Alteration of cGAS-STING signaling pathway components in the mouse cortex and hippocampus during healthy brain aging

• Published in: Frontiers in aging neuroscience Vol. 16; p. 1429005
• Main Authors: Passarella, Sergio, Kethiswaran, Shananthan, Brandes, Karina, Tsai, I-Chin, Cebulski, Kristin, Kröger, Andrea, Dieterich, Daniela C, Landgraf, Peter
• Format: Journal Article
• Language: English
• Published: Switzerland Frontiers Media S.A 01.08.2024
• Subjects: autophagy; brain aging; cGAS-STING pathway; cortex; hippocampus; Neuroscience; senescence; cortex; senescence; brain aging; autophagy; hippocampus; cGAS-STING pathway
• ISSN: 1663-4365; 1663-4365
• DOI: 10.3389/fnagi.2024.1429005

The cGAS-STING pathway is a pivotal element of the innate immune system, recognizing cytosolic DNA to initiate the production of type I interferons and pro-inflammatory cytokines. This study investigates the alterations of the cGAS-STING signaling components in the cortex and hippocampus of mice aged 24 and 108 weeks. In the cortex of old mice, an increase in the dsDNA sensor protein cGAS and its product 2'3'-cGAMP was observed, without corresponding activation of downstream signaling, suggesting an uncoupling of cGAS activity from STING activation. This phenomenon may be attributed to increased dsDNA concentrations in the EC neurons, potentially arising from nuclear DNA damage.

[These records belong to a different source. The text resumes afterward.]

Issue #1613, opened 2023-08-14
Feature request: Request support for image formats: heif


jitcor:
**Is your feature request related to a problem? Please describe.**
Does not support parsing HEIF image format, you can see the official introduction: https://nokiatech.github.io/heif/
**Describe the solution you'd like**
Make operations on images add support for the format.
**Describe alternatives you've considered**
This site is supportable to view: https://speedtesting.herokuapp.com/heicviewer/

**Additional context**
![image](https://github.com/gchq/CyberChef/assets/27600008/0f10fb84-da24-4c9d-8242-83ff532a02b8)  

image example:  
[ce3357aa94d41aa6e0fba5d0db798408.zip](https://github.com/gchq/CyberChef/files/12331802/ce3357aa94d41aa6e0fba5d0db798408.zip)

simonw:
I just had a look at this. This appears to work:

```javascript
        {
            name: "High Efficiency Image File Format",
            extension: "heic,heif",
            mime: "image/heif",
            description: "",
            signature: {
                0: 0x00,
                1: 0x00,
                2: 0x00,
                // 3 could be 0x24 or 0x18, so skip it
                4: 0x66, // ftypheic
                5: 0x74,
                6: 0x79,
                7: 0x70,
                8: 0x68,
                9: 0x65,
                10: 0x69,
                11: 0x63
            },
            extractor: null
        },
```
Note that comment about the third byte - I found one example file with `0x24` and another with `0x18` so I skip that one entirely.

n1474335:
For reference, you can provide multiple options for a byte using the following syntax:

```javascript
3: [0x18, 0x24],
```

jitcor:
OK, thank you very much.

PR #1757, opened 2024-03-26
File signatures for heic/heif

simonw:
Refs:
- #1613

### DIFF
--- a/src/core/lib/FileSignatures.mjs
+++ b/src/core/lib/FileSignatures.mjs
@@ -73,6 +73,27 @@ export const FILE_SIGNATURES = {
             extractor: extractWEBP
         },
         {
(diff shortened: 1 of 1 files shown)


simonw:
Using the test image attached to #1613

CleanShot 2024-03-26 at 16 26 43@2x

a3957273 (approved):

a3957273:
Thanks for the contribution, this looks great!

n1474335:
For reference, you can provide multiple options for a byte using the following syntax:

```javascript
3: [0x18, 0x24],
```

For example, the GIF signature looks like this:

https://github.com/gchq/CyberChef/blob/v10.10.0/src/core/lib/FileSignatures.mjs#L40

Contrastingly, the hippocampus did not exhibit increased cGAS activity with aging, but there was a notable elevation in STING levels, particularly in microglia, neurons and astrocytes. This increase in STING did not correlate with enhanced IRF3 activation, indicating that brain inflammation induced by the cGAS-STING pathway may manifest extremely late in the aging process. Furthermore, we highlight the role of autophagy and its interplay with the cGAS-STING pathway, with evidence of autophagy dysfunction in aged hippocampal neurons leading to STING accumulation. These findings underscore the complexity of the cGAS-STING pathway's involvement in brain aging, with regional variations in activity and potential implications for neurodegenerative diseases.